PR #102, opened 2024-02-09
e2e: Use full infrastructureRef to delegate owner assignment to CAPI

bcm820:
This PR updates the minimal LinodeCluster controller test to let the CAPI controller assign ownership of the sample LinodeCluster (rather than assigning it manually).


AshleyDumaine:
LGTM, does it make sense to do something similar for the [LinodeMachine controller](https://github.com/linode/cluster-api-provider-linode/blob/main/e2e/linodemachine-controller/minimal/01-create-cluster.yaml#L18) in another PR?

eljohnson92 (approved):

━━━━━━

# Task objective:
Search the entries for the line holding "LGTM, does it". Return that line and the ones after it through the last, exactly.

# Task result:
LGTM, does it make sense to do something similar for the [LinodeMachine controller](https://github.com/linode/cluster-api-provider-linode/blob/main/e2e/linodemachine-controller/minimal/01-create-cluster.yaml#L18) in another PR?

eljohnson92 (approved):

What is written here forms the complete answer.